An undercover investigation at the Amazon Dunfermline warehouse has led to suggestions the company destroys millions of unsold items every year.
Undercover footage obtained by ITV shows high-value items like smart TVs, laptops and drones being sorted into boxes labelled “destroy” at the Amazon Fulfilment Centre in Dunfermline.
One anonymous former employee told the news channel their target was “to generally destroy 130,000 items a week”.
The anonymous worker added: “I used to gasp.
“There’s no rhyme or reason to what gets destroyed: Dyson fans, Hoovers, the occasional MacBook and iPad; the other day, 20,000 Covid (face) masks still in their wrappers.
“Overall, 50% of all items are unopened and still in their shrink wrap. The other half are returns and in good condition.”
It has led to the company’s practices being branded “obscene” by Scottish Green MSP for Mid Scotland and Fife Mark Ruskell.
One leaked document showed that during one week in April Amazon staff had a target to destroy 130,000 items.
In the same period 28,000 items were marked for donation to charity and other good causes, according to the document.
Products ending up in the destruction zone at the Dunfermline warehouse included new and unused items, ITV news said.
But Amazon insisted that whilst the footage shared by ITV showed lorries taking the items to nearby Lochhead Landfill, they were, in fact, recycled.
An Amazon spokesperson told The Courier: “We are working towards a goal of zero product disposal and our priority is to resell, donate to charitable organisations or recycle any unsold products.
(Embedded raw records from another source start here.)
PR #105, opened 2017-08-07
Release version 0.4.2

alexander255:
“Restore feature-parity with go-IPFS 0.4.10”

### DIFF
--- a/docs/releasing.md
+++ b/docs/releasing.md
@@ -1,7 +1,7 @@
 Since releasing new versions is currently a somewhat complicated task, the current procedure
-(02.06.2017) will be outlined in this document.
+(07.08.2017) will be outlined in this document.
 
-All of this has only ever been tested on Debian 9 (Linux).
+All of this has only been tested on Debian 9 & Fedora 26 (Linux).
 
 # Prerequirements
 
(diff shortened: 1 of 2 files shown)


alexander255:
This is now uploaded. The version is `0.4.2.post1` because you cannot currently fix the description on PyPI without uploading a new version: https://github.com/pypa/warehouse/issues/2170

mguentner:
Could you please tag `0.4.2.post1` / push the tag to github?

alexander255:
There is no code change between `0.4.2` and "`0.4.2.post1`" was never released as such. The only difference were adding a few characters to the `README.md` to get `pandoc` to convert it to syntactically valid restructedText. 

Is there any reason you cannot use the `0.4.2` release tag from GIT?

mguentner:
Yes. The reason is that the tag has not been pushed:

https://github.com/ipfs/py-ipfs-api/tags

alexander255:
That's weird… Did GIT stop uploading tags automatically in some recent change!?

Anyway, it should be fixed now. Tag `0.4.2` is now a thing.

mguentner:
Yeah, thank you!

“No items are sent to landfill in the UK. As a last resort, we will send items to energy recovery, but we’re working hard to drive the number of times this happens down to zero.
“We are committed to reducing our environmental footprint and building a circular economy programme with the aim of reducing returns, reusing and reselling products, and reducing disposals.”
The company also denied it was cheaper to dispose of the items instead of returning them to the sellers.
Mark Ruskell, Scottish Greens environment spokesman and Mid Scotland and Fife MSP, said: “Amazon’s net profit has soared during this crisis while many people have struggled to make ends meet.
“It’s therefore obscene that this multibillion-pound corporation finds it more profitable to put unused items in the bin than help people out.
This shocking revelation shows that governments must do more to force companies to design waste out of their systems…”
“It is a damning indictment of our economy that the throwaway culture is put before people’s needs.
“Even if it is not reflective of wider Amazon policy, the company must answer for why the Dunfermline warehouse has such high levels of waste and so little is resold or given to charities.
“This shocking revelation shows that governments must do more to force companies to design waste out of their systems, with regulation and fines where they are failing to do the right thing.”
The 93,000 square metre Amazon facility in Dunfermline packs and distributes Amazon packages for delivery across Scotland and the North of England.
Standing at the size of around 14 football pitches, the warehouse is a major employer in Fife with hundreds of staff required for the round-the-clock operation.
Chief Executive Officer Robin Baird confirmed that Amazon use the Lochhead site for their recycling needs.
He added: “We operate a state of the art recycling facility where all suitable material is sorted and recycled. Any waste product is then sent to our Energy from Waste (EfW) outlet.”